I would sit down with a paper grocery sack of washed wool on one side
and empty paper grocery sack on the other side. Make little mini batts
with the slickers and put those in the empty bag. Be sure to have 3 or
4 empty bags on hand because the fluffy mini batts will take up much
more room than the washed wool.

If you are really in need of obsessive compulsive activity, use dog
rakes to pick the wool first, then use the slickers to make mini batts.

You can use a c-clamp to attach one rake or slicker to a table, to
reduce the wear/tear on your hands.

Do not do this activity on the good sofa or wearing good pants.
Put down a cloth if you do it over the carpet. Much dust and
Vegetation Matter (VM) will fall out of your wool no matter how
well you washed it.

It was this activity that allowed me to whole heartedly give my lovely
wife Tracy permission to shop for a drum carder when she asked. We now
have a Strauch Petite.

But I still plan to use my rakes and slickers just to keep my hand in.
At least I have been using rakes to pick the wool before putting
through the carder.

Dog rakes can cost less than $10 each. Slickers cost around $10 to
$15 each, compared to $50 to $100 and more for a pair of regular
wool cards and/or combs.

Have a fiber day!
Franco Rios
from rabbitgeek files July 10 2008


----------



## Christina R. (Apr 22, 2004)

Thanks for the input. My plans are to start carding the fiber soon. With working full time, I may decide that I need something that is more efficient to get through the task before shearing time again. I think the fleece and seconds were a total of 5#. (Maybe just the fleece itself was 5#?). It was his first shearing. 

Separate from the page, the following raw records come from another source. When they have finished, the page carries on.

PR #551, opened 2015-07-04
Allow inputs to be placed side by side.

GordonSmith:
Add option to drop empty fields from values() call.

### DIFF
--- a/demos/dermatology.html
+++ b/demos/dermatology.html
@@ -246,25 +246,19 @@
                     })
                 ;
             }
-            resize = function () {
-                if (mainDiv) {
-                    mainDiv.style.width = window.innerWidth - 16 + "px";
-                    mainDiv.style.height = window.innerHeight - 16 - 40 + "px";
-                }
-
-                frame
+            frame.doResize = Surface.prototype.debounce(function () {
+                mainDiv.style.width = window.innerWidth - 16 + "px";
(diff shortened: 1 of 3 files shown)


GordonSmith:
@jbrundage Please Review

jbrundage:
Looks good, but the "Button Test:" label cell is unnaturally wide in this example. Maybe we should force the label cells to consume the least amount of space possible?
https://rawgit.com/GordonSmith/Visualization/FORM_LAYOUT/demos/dermatology.html?src/form/Form

GordonSmith:
@jbrundage Sounds good - how?

GordonSmith:
Note:  Serialization test is not working...

GordonSmith:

Another question as everyone has mentioned washing. I was told by someone that I didn't need to wash his fleece, just pick the gunk out. That seems contrary to what I'm reading everywhere else. Is alpaca wool different in this aspect?


----------



## rabbitgeek (Mar 22, 2008)

*from rabbitgeek notes 1/4/09*

Beastly Barnyard alpaca yarn smell

Okay, I had a pound of alpaca that I was spinning and the first skein
revealed a beastly, barnyard smell when I washed it the first time. I
asked on some fiber groups for help and many good replies came.

It seems alpacas like to roll in the dust, so that has to be dealt with.

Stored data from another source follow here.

PR #557, opened 2015-07-08
Adds Border Layout

jbrundage:
@GordonSmith please review


src/layout/BorderCell.js
```diff
@@ -0,0 +1,25 @@
...
+        Surface.prototype.enter.apply(this, arguments);
+        element.classed("layout_Surface", true);
+    };
+
+    BorderCell.prototype.update = function (domNode, element) {
+        Surface.prototype.update.apply(this, arguments);
+    };
+
+    return BorderCell;
+}));
```
GordonSmith: This isn't needed any more?  It doesn't add anything to regular Surface?

GordonSmith:
If you set the top border to 10 (or less) something weird happens...

jbrundage:
The weirdness is a result of Surface.js not being able to comprehend height and/or width of 0 or less.  Should I fix this as part of the Border layout pull request or handle it independently?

I wound up washing it all in lavender shampoo, but I have heard Dawn
dish washing liquid is very good. I did not agitate the fiber, don't want 
it to felt, but carefully added water for keeping it hot and for rinsing.

Using a mesh bag with a zipper of the kind for washing delicates was
very helpful for handling.

Repost from May 31 2006
Okay, here is an update on the beastly skein of alpaca.

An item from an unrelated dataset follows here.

Issue #518, opened 2015-06-24
Add "Tabbed Surface"


GordonSmith:
Similar to MultiChart (but do not use that as a reference) allows several charts to be displayed in on location, selectable via a "Tabbing" paradigm.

First of all, thank you for all your prompt responses.

I bought a bottle of Avalon Organic Lavender shampoo for two dollars
at the discount store. The shampoo had a strong lavender smell at the
store when I opened it, so I bought it.

I put some hot water in a bucket, enough to cover the skein. I added
the shampoo. I put the skein into the water. I put the bucket outside
on the patio. I warmed the water again by adding a pot of almost
boiling water to the bucket. 20 minutes later I added another pot of
hot water.

I soaked like this for about an hour. I poured out the wash water and
rinsed it many times with lukewarm water. A lot of muddy water came
and went.

As I hung up the skein to dry, I noticed the smell was mostly gone.
Now it is damp and the smell is barely there.
I hope this helps.

Have a good day!
Franco Rios


----------



## Christina R. (Apr 22, 2004)

Hi Rabbit Geek,

If I'm reading this right, I should wash it post spinning? (You mentioned washing the skein). I appreciate the input. I promise, in a decade or so when I'm no longer a newbie, I'll pass it forward.


----------



## PKBoo (Apr 10, 2008)

I used dog brushes for months and they worked fine. My dear DH actually noticed the tiny, small, little rolags I was making, and got me a pair of hand carders for Christmas. Now the rolags I make are about 3 times bigger! I have to admit - it's so much nicer. The amount of time I save was worth the cost, but that's something you have to evaluate.


----------



## rabbitgeek (Mar 22, 2008)

Christina R. said:


> Hi Rabbit Geek,
> 
> If I'm reading this right, I should wash it post spinning? (You mentioned washing the skein). I appreciate the input. I promise, in a decade or so when I'm no longer a newbie, I'll pass it forward.


The next batch of alpaca I washed before spinning. I was told previously I did not need to wash it, so I did not.

I'm just surprised that I did not notice the smell spinning the alpaca fiber when it was dry. 

And I'm glad I am not in the habit of licking my fingers when I spin. I was told to never lick my fingers when spinning because of livestock sanitation issues. 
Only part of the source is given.